How to get from double deeps to the recommended single deep with shallows is still owed for those interested. Have been negligent in that respect. Your question deserves an answer. Kenpkr's response of 10-26 in this thread is valid if you don't mind doubling your hive count. If you prefer to remain at two hives, only, until you get more experience, you will need another route. The following is general in nature such that the text can be used again in some other application. Before closing out the CCD thread, it may be posted there. Better late than never!

We have been negligent in providing a way to get from double deeps to the recommended wintering configuration of a single deep and shallows. There are multiple ways to accomplish the change, but those addicted to the double deep have shown little interest in making the change on my recommendation. Perhaps a short list of advantages would help convince the skeptics.

a. We made the change to move to the pollen box maneuver. Wintering in double deep, some colonies filled the bottom deep with pollen and wintered in the upper. The pollen box maneuver was incorporated in the management strategy to encourage all colonies to store long-term pollen when available in the spring season.

b. The pollen reserve resulted in more reliable wintering. All colonies emerged from winter with cluster sizes that generated production strength colonies. No winter losses and no feeble colnies that needed extra attention in the spring.

c. The fringe benefits include never having to lift a deep of honey, the brood is reliably maintained in the basic deep chamber, and brood is lighter in weight than capped honey. A secondary advantage is knowing where the brood is located for application of mite treatment.

d. Use of shallows of honey for late winter brood nest expansion does not impede that process noticeably. In late winter, the colony is motivated by the urge to reproduce. Strong motivation!

e. Use of shallows for the wintering overhead honey reserve simplifies breaking up that reserve for swarm prevention. Use of an upper deep can get complicated. The beekeeper must resort to taking splits, dividing, or a third deep to break up the solid honey barrier to expansion that initiates swarm preps. Most beekeepers with double deeps apply reversal for swarm prevention, but that technique has some problems of its own.

At the time we moved to the recommended single deep and shallows, there was drawn comb inventory on hand. Late in the build up, when the colony population was sufficient to protect the brood in both deeps, a shallow of drawn comb filled with nectar from above was inserted between the deeps.

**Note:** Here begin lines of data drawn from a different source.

PR #20219, opened 2025-09-22
refactor(protocol): remove unreachable zero-proof path; require non-empty proofs in SignalService

Galoretka:
- Eliminates the vestigial _receivedSignals mapping and the empty-proof branch in _verifySignalReceived, which could never succeed because nothing sets _receivedSignals to true.
- Drops the unused SS_SIGNAL_NOT_RECEIVED error.
- Updates ISignalService comments to state that a non-empty proof is required, removing outdated references to “marked as received by TaikoL2.”
- This aligns the implementation with current protocol behavior and tests, where L2 no longer marks signals as received and PacayaAnchor explicitly disallows passing signal slots. Prevents misleading API/documentation and unreachable code paths.


packages/protocol/contracts/shared/signal/SignalService.sol
```diff
@@ -20,8 +20,6 @@ contract SignalService is EssentialResolverContract, ISignalService {
     /// @dev Slot 2.
     mapping(address addr => bool authorized) public isAuthorized;
 
-    mapping(bytes32 signalSlot => bool received) internal _receivedSignals;
```
dantaik, line 23: we should keep it to maintain the same storage layout, but we can change it to something like:

```solidity
mapping(bytes32 signalSlot => bool received) private __deprecated_receivedSignals;
```

dantaik (changes requested):

packages/protocol/contracts/shared/signal/SignalService.sol
Galoretka: > we should keep it to maintain the same storage layout, but we can change it to something like:
> 
> ```solidity
> mapping(bytes32 signalSlot => bool received) private __deprecated_receivedSignals;
> ```

made corrections

dantaik (approved):

dantaik (approved):

davidtaikocha (approved):

dantaik:
There is a test failure, maybe the test should be deleted.

```
Error (9582): Member "SS_SIGNAL_NOT_RECEIVED" not found or not visible after argument-dependent lookup in type(contract SignalService).
   --> test/shared/signal/SignalService.t.sol:139:25:
    |
139 |         vm.expectRevert(SignalService.SS_SIGNAL_NOT_RECEIVED.selector);
```

Galoretka:
> There is a test failure, maybe the test should be deleted.
> 
> ```
> Error (9582): Member "SS_SIGNAL_NOT_RECEIVED" not found or not visible after argument-dependent lookup in type(contract SignalService).
>    --> test/shared/signal/SignalService.t.sol:139:25:
>     |
> 139 |         vm.expectRevert(SignalService.SS_SIGNAL_NOT_RECEIVED.selector);
> ```

Yes boss!

dantaik (approved):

That shallow would normally change to mostly pollen to feed the brood above and below. That's just more evidence that the colony prefers to rear brood on deep frames. They are reluctant to stop rearing brood in the top deep after separation with a shallow, and sometimes a second shallow was added between the deeps. Eventually, perhaps two months later, as a result of brood reduction, they stopped rearing brood in the upper. The upper deep, formally brood, would gradually be filled with nectar. That leaves you with the dilemma of what to do with that deep of honey. It's not marketable if it was lower while harsh chemicals were applied. It can be extracted for subsequent use as bee feed, or stored in comb for later use on starter colonies.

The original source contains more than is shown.